Unlike timid Vovka, I enjoyed these frightening stories. My father, it’s true, claimed that my uncle was rather partial to my mum and inclined to boast a bit in order to impress her. I suppose my father was simply envious of Uncle Maxim, who led such a colourful life.
But then my uncle stopped visiting us. I heard from my parents that he wasn’t working with the expeditions any longer and had moved from the romantic tundra deep into the boring heart of Russia. But for me my Uncle Maxim remained the hero of an adventure film, a Siberian “Pathfinder”, for a long time.

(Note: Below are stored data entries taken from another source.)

PR #1045, opened 2023-05-04
Feature/974 consolidate angular group templates

dheitzer:
consolidated templates into transaction-detail and double-transaction-detail components and added and replaced componentId with component group classes in models.


front-end/src/app/shared/models/transaction-groups/transaction-group-a.ts
```diff
@@ -0,0 +1,80 @@
...
+      templateMap.aggregate,
+      templateMap.purpose_description,
+      templateMap.employer,
+      templateMap.occupation,
+      templateMap.memo_code,
+      templateMap.memo_text_input,
+      'subTransaction',
+    ].filter(val => !!val);
+  }
+
```
mjtravers: The hope was that with the use of the templateMap we would not have to discern between the schedule A and schedule B when getting the form properties. For this case, schedule A, the only difference should be the category_code as the Group A has the employer and occupation by definition. Do we have Schedule B transaction types assigned to Group A that are individuals that do not collect the employer and occupation data?

front-end/src/app/shared/models/transaction-groups/transaction-group-a.ts
```diff
@@ -0,0 +1,80 @@
...
+    return false;
+  }
+
+  hasElectionInformationInput(): boolean {
+    return false;
+  }
+
+  getAmountInputTitle(): string {
+    return 'Receipt Information';
+  }
```
mjtravers: Is amountInputTitle something standard across schedule types and can be put in the templateMap?

front-end/src/app/shared/components/transaction-type-base/transaction-type-base.component.spec.ts
```diff
@@ -304,7 +304,20 @@ describe('TransactionTypeBaseComponent', () => {
       life: 3000,
     };
     const messageServiceAddSpy = spyOn(testMessageService, 'add');
-    component.navigateTo(new NavigationEvent(NavigationAction.SAVE, NavigationDestination.ANOTHER));
+    spyOn(testRouter, 'navigateByUrl').and.callFake(
+      () =>
+        new Promise((res) => {
+          res(true);
+        })
+    );
```
mjtravers: This promise is being reported as a code smell by SonarCloud. Let's look at SonarCloud's recommendation for changing the code.

front-end/src/app/shared/models/transaction-groups/transaction-group-a.spec.ts
```diff
@@ -0,0 +1,127 @@
...
+      memo_code: '',
+      amount: '',
+      aggregate: '',
+      purpose_description: '',
+      purposeDescripLabel: '',
+      memo_text_input: '',
+      category_code: testCategoryCode,
+      election_code: '',
+      election_other_description: ''
+    }
```
mjtravers: There is a lot of code duplication defining these testTemplateMaps in each spec file and across all the transaction-group spec files. Can we migrate all of them into 1 or 2 definitions in the unit-test.utils.ts library?

front-end/src/app/shared/models/transaction-groups/transaction-group-a.ts
dheitzer: After discussing with you and Gregg yesterday, I went ahead and made this change to single templateMap.

front-end/src/app/shared/models/transaction-groups/transaction-group-a.ts
dheitzer: nice catch.  Went ahead and added this to templateMap.

front-end/src/app/shared/components/transaction-type-base/transaction-type-base.component.spec.ts
dheitzer: pulled in develop changes to fix this.

front-end/src/app/shared/models/transaction-groups/transaction-group-a.spec.ts
dheitzer: used unit-test.utils as suggested and removed a lot of template def code.

mjtravers (approved):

As the years passed, my uncle’s halo faded noticeably. “He’s a degenerate” and “He’s a disgrace to the family” my father used to say about him. Apparently while he was in the cold climate my uncle had developed a taste for alcohol, and perhaps the constant availability of surgical spirits—because of his profession—had also played its part, or perhaps he had just fallen in with drinkers.
When his contract ended, my uncle worked as the head of a department in a hospital and tried to write his Ph.D. thesis. He never started a family of his own. Vodka ruined all his plans. First he was demoted to a neighbourhood doctor, and then sacked altogether for his drunkenness. Uncle Maxim rode around in an ambulance for several years, but then they got rid of him too.
In the last fifteen years he had only appeared at our place twice. The first time he arrived on a plane for my grandfather’s funeral, drank heavily at the wake and even had a fight with my father, and the second time was when my grandmother died. My uncle arrived late for the funeral because he was on a bender and there weren’t as many flights as in the old Soviet days, so he had to come by train. My uncle made a trip to the cemetery, stayed with us for a couple of days, quarrelled with my father and went away again.
After my grandfather and grandmother died my father used to say bitterly: “It was Maxim who drove them into their graves!” And he was partly right—the old folks suffered terribly over how badly their son’s life had turned out.
Uncle Maxim only phoned us rarely, and always with the same request—to send him a money order. My father, who had learned from bitter experience, always refused him and one day my uncle called his older brother a “Yid” and disappeared for a very long time.
Then he started calling again, but he didn’t ask for money any longer; he simply asked how we were getting on. There were rumours that he hadn’t drunk for five years. We found out about it from an old army colleague of my uncle’s, a doctor, who stayed with us when he was passing through and handed on some money from my uncle—two hundred dollars that Maxim had once borrowed from my father. My uncle’s army colleague told us that Maxim Danilovich had given up alcohol, but he suspected that my uncle had been sucked into a different kind of quicksand—apparently some religious organization or other, perhaps the Baptists or Jehovah’s Witnesses.
Uncle Maxim himself didn’t tell us anything specific; his voice on the phone was always cheerful, and when my father asked, “Maxim, have you drunk yourself completely out of your mind? Can’t you even be open with your own brother?”—he just laughed and sent greetings to Mum, Vovka and me.
CHILDHOOD, BOYHOOD, YOUTH
I ONCE USED TO DREAM of studying at the Medical Institute, so that, like my Uncle Maxim, I too could roam the country in search of romantic adventure. At the time I never even thought about the fact that a doctor’s profession is a stationary one and medical personnel don’t usually travel much.